April 20, 2020: Self portrait with a large aubergine, a surgical mask, and an awkward moment.
I went out on Tuesday evening to purchase an eggplant from the veggie market on the corner. It normally takes roughly 8 minutes, my-door to my-door, and $1.75 to collect a sizable eggplant from the Lydig Pick-n-Pack.
When I got home, the Amazon delivery guy - smaller than me and certainly no older than 19 - was struggling with a massive, heavy dolly, which was stacked as high as it could go. I don’t know who’s sick around here and who isn’t, as there are 60-some apartments in this building and this is a mind-your-own-business kind of a town anyway, but I do know that some folks are getting all their essentials delivered so they never have to go outside at all. Which is good.
I could have held the door for him, like I normally would, or helped pick up the packages when they alllll fell off the dolly, twice, but in order to do either of those things I’d have had to squeeze past him with zero inches to spare.
I did try to smile at him sympathetically from my post outside on the sidewalk, but with the better part of my face covered by the mask and my glasses all fogged up from my breathing wetly into said mask, I’m not sure it translated.
A few of the shops are starting to open up again around here, which is encouraging. We have a lot of small business on our main drag and I know they’ll have been hard hit, and there are a few gems I’d hate to see suffer.
I always think that times of crisis are likely times when populations redistribute themselves, geographically or otherwise - people leave town temporarily and never come back, people realize they can’t bear the thought of returning to their daily routine and….don’t. At the moment, the sketchy-looking people in the park by the subway station have left and the regular-looking people, who’ve been inside for months, have reclaimed it, along with an exuberant patch of daffodils (though frankly, they're a little much).
And I was pleased to notice yesterday that the tamale vendors have returned to their post beneath the subway stairs, although they seem to be involved in a tense stand off with the facemask hawker who claimed the spot in their absence. As a staunch and unwavering supporter of Sofia’s Tamales, I RATHER POINTEDLY purchased some salty snacks (duros? I think they’re called duros) from them to make my allegiances clear.

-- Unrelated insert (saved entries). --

PR #29772, opened 2025-04-13
Plane: Remove the initialization of the stack variable

muramura:
Since the distance value is set when the result of the get_height_above method is true, it is not necessary to initialize the stack variable.

AFTER
BUILD SUMMARY
Build directory: /home/parallels/work2/ardupilot/build/fmuv3
Target         Text (B)  Data (B)  BSS (B)  Total Flash Used (B)  Free Flash (B)  External Flash Used (B)
---------------------------------------------------------------------------------------------------------
bin/arduplane   1568629      4248   192496               1572877          507884  Not Applicable 

BEFORE
BUILD SUMMARY
Build directory: /home/parallels/work2/ardupilot/build/fmuv3
Target         Text (B)  Data (B)  BSS (B)  Total Flash Used (B)  Free Flash (B)  External Flash Used (B)
---------------------------------------------------------------------------------------------------------
bin/arduplane   1568633      4248   192500               1572881          507876  Not Applicable


libraries/AP_Common/Location.cpp
```diff
@@ -282,10 +282,18 @@ ftype Location::get_distance(const Location &loc2) const
     return norm(dlat, dlng) * LOCATION_SCALING_FACTOR;
 }
 
-// return the altitude difference in meters taking into account alt
-// frame.  if loc2 is below this location then "distance" will be
-// positive.  ie. this method returns how far above loc2 this location
```
peterbarker, line 287: some text has done missing

peterbarker (changes requested):

libraries/AP_Common/Location.cpp
muramura: I have incorporated the review comments.

peterbarker:
I've extracted the documentation change into a separate PR.

peterbarker:
I'm disinclined to push for this one.

While it does save bytes it also does introduce a very small risk of somehow using uninitialised stack data if something goes wrong in the called-function implemenation.  If this was new code I'd definitely not initialise it, but this is existing code so we should probably not fiddle.

If you're really keen please re-open and I'll take it to DevCall to get a Plane mantainer to make their final call on it.

Closing this one now.

PR #29774, opened 2025-04-13
AP_Bootloader: add UAV-DEV GmbH FC-UM982-H7 FC-M10S-H7 UM982-H7

mirkix:
Add IDs for upcoming hardware


andyp1per (approved):
It's fine to do it this way, but the range is reserved for you anyway so you could do it as part of the actual board PR if you wanted

mirkix:
@andyp1per Thanks Andy, will to that with my next hwdef.

PR #29775, opened 2025-04-13
AC_Fence: Check the FENCE settings first

muramura:
Check first whether the fence is enabled or disabled.


peterbarker (commented):
This looks OK to me, but Andy should approve

andyp1per (changes requested):
I just don't see that this adds value and these kind of changes should be tested which means the cost does not seem worth it to me

muramura:
If the FENCE test passes in the CI test, that should be sufficient.
I believe it's better not to include unnecessary processing.
When reading the source code, I wonder why such redundant operations are being performed.

timtuxworth:
I've implemented something like this as part of my scripted arming checks. The advantage of this approach is that you can change each check to be mandatory, warning only or disabled.
[Caveat: the current version contains bugs, I have a new version that needs to be checked in, I will try to do it soon]

PR #29776, opened 2025-04-14
GCS_MAVLink: remove unused send_named_float method from GCS_MAVLINK

peterbarker:


peterbarker:
.... turns out it *is* used :-)

image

In any event, this week I drew a sliver of our neighborhood, largely still closed. And animated it lightly.
May 3, 2020: I went outside yesterday for the longest I’ve been out in weeks. There’s a small park across the street that we never really use, I suppose because it’s near the subway station and provides a shortcut between that and two bus stops, and as patches of grass go, it’s normally not the greenest. But I sat there yesterday, in the sun, in the grass, for a whole couple of hours, talking on the phone and eyeing passers-by with suspicion from behind my mask, because passers-by were eyeing ME with suspicion, also from behind their masks, so it seemed like the thing to do. It’s possible that that little park was always lovely and I just never bothered to notice the blooming trees and the little tulip garden in the beforetimes, or maybe it’s grown lovely from disuse (unfortunately the same cannot be said of me).
The first warm day of spring always reminds me of the last warm day of the previous summer - roughly anyway - so this week I drew the scene I found in my hallway one afternoon late last summer, on one of those hot, quiet, and spooky days, when I left my apartment to head downtown for a gig at the Dead Rabbit. It was very definitely not my birthday, there was no one around, and there were no audible parties in the building. I prefer to think that it just escaped for all the same reasons any of us would like to escape. It wasn’t there when I got home late that night, so I can only assume that it found what it was looking for.